— Я пойду ужин готовить, — сказала Софья Валентиновна звенящим от радости голосом. — А ты пиши, Миша, пиши, не останавливайся.
Останавливаться Небогов и не собирался. День за днем он вставал рано утром, устраивался во дворе с термосом какао и миской пирожков, бережно доставал из коробочки четки и клал их на стопку белой бумаги. Каждый лист, побывавший под необычным пресс-папье, вскоре превращался в следующую страницу рукописи. Персонажи ходили вокруг Небогова по свежей весенней траве, осязаемые, настоящие, живые, шептали ему на ухо свои мысли, садились напротив, чтобы поведать о своих горестях и радостях. Михаил Александрович, слушая их, смеялся, плакал и запивал переживания горячим сладким какао.
К приходу лета роман был почти окончен. Оставалось лишь написать развязку. Проделанный труд был большим, сложным и искусным, как персидский ковер ручной работы.

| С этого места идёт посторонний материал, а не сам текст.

PR #744, opened 2026-08-25
feat(file_index): add Java-compatible Bloom filter index

QuakeWang:
### Purpose

The file-index foundation only provided generic predicate plumbing and had no concrete Bloom implementation. Rust therefore could not read or produce Java Paimon BloomFilter64 payloads or use them for conservative file pruning.

Linked issue: N/A

### Brief change log

- Implement Java-compatible bitset layout, double hashing, xxHash64, and Thomas Wang hashing.
- Add Bloom reader/writer with conservative `Eq` and `In` evaluation and strict config/payload validation.
- Add Java golden bytes, per-type hash fixtures, and no-false-negative tests.

### Tests

- Dependency and release-license verification

### API and Format

No public API change. The serialized Bloom payload is compatible with Java Paimon. Scan and data-writer integration are not included.

### Documentation

No documentation update is required because the feature is not externally exposed yet.

### DIFF
--- a/Cargo.lock
+++ b/Cargo.lock
@@ -4622,6 +4622,7 @@ dependencies = [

Оставалось лишь сделать окантовку, чтобы волшебный узор не распустился.
Именно в это время в Приозерное приехал погостить друг Михаила Александровича — Константин Овсянников. Это был невысокий сутулый человек с темно-русыми волосами и идеально круглой лысиной, которую близорукий скорее принял бы за еврейскую шапочку. Его лицо с редкими невидимыми ресницами и бровями всегда имело постное выражение, будто радости в жизни этого человека тоже случались редко и проходили почти незамеченными. Возможно, объяснялось это тем, что Овсянников был слишком умен, чтобы радоваться всяким глупостям. Писал ли он критические очерки, пил водку или щупал грудь любовницы — выражение его лица никогда не менялось.
Небогов, однако, очень ценил дружбу Константина Овсянникова. Потому Софья Валентиновна устроила критику царский прием. В день его приезда были приготовлены самые лучшие угощения, натоплена баня. У соседа, деда Николая, позаимствовали рыболовные снасти и два велосипеда.
Три дня Овсянников снисходительно терпел все прелести отдыха в русской глубинке, когда Михаил Александрович отважился показать ему свою рукопись.
— Ты пишешь роман?
Константин очень удивился. Он непременно поднял бы брови, если бы не имел настолько неподвижное лицо.
— Дописываю, Костик! Остались последние штрихи.
В ожидании мнения друга, которое должно было созреть к утру следующего дня, Небогов обгрыз все ногти, выпил сам бутылку водки и даже перекопал сотку огорода.
Ночью ему снился кошмар. Видел он, будто Овсянников ловит рыбу в местном озере. Улов каким-то загадочным образом сразу становится копченым. Со злорадной улыбкой Константин заворачивает каждую рыбешку в отдельную страницу Небоговской рукописи. Буквы мгновенно расплываются от влаги, бумага желтеет и расползается. А у Овсянникова все клюет и клюет без перерыва.
Михаил Александрович проснулся в ужасе. Он был готов броситься наверх и отобрать рукопись у друга. Но, почувствовав тонкий аромат от пушистых Софьиных волос, успокоился и снова уснул.
Ранним утром Небогов нашел критика в кресле под черешней. Константин был чрезвычайно бледен, глаза воспалились от долгого чтения.
— Что я тебе скажу, Миша, — начал он, делая большие значительные паузы. — Это просто невероятно. Ты знаешь, я всегда ценил тебя, как автора, но такого я даже не мог ожидать. Эта вещь принесет тебе большую известность. Я не сомневаюсь, что так будет.
Критик бережно протянул рукопись Небогову.
— В творчестве ты изменился до неузнаваемости. В чем секрет? Любовь?
— Любовь — да. Но есть еще кое-что.
Поначалу Небогов не собирался никому рассказывать о четках. Овсянников был убежденным атеистом и прагматиком. Узнай он о магической вещице, вдохновившей Небогова, — обязательно рассмеется. Чего доброго, еще расскажет об этом в городе, и Михаил Александрович превратится во всеобщее посмешище.
Но теплые слова вызвали в душе автора бурю нежных чувств. В порыве благодарности за похвалу Небогов выудил из кармана свою коробочку и протянул Овсянникову.
— Что это?
— Это то, без чего не было бы этого романа. Посмотри!
Овсянников открыл коробочку и двумя пальцами достал четки, глядя на них, как на козявку, которую только что достал из носа, с интересом и легким отвращением.
— Не понимаю, что ты имеешь в виду.
И тогда Михаил Александрович принялся взахлеб рассказывать историю своего сокровища. Овсянников слушал, презрительно поджав губы и не глядя на собеседника.
— Ты мне не веришь? — спросил, наконец, Небогов.
— Миш, да ты в своем уме? Ерунду такую городишь. Вот уж чего я в людях не люблю, так это склонность к подобного рода предрассудкам.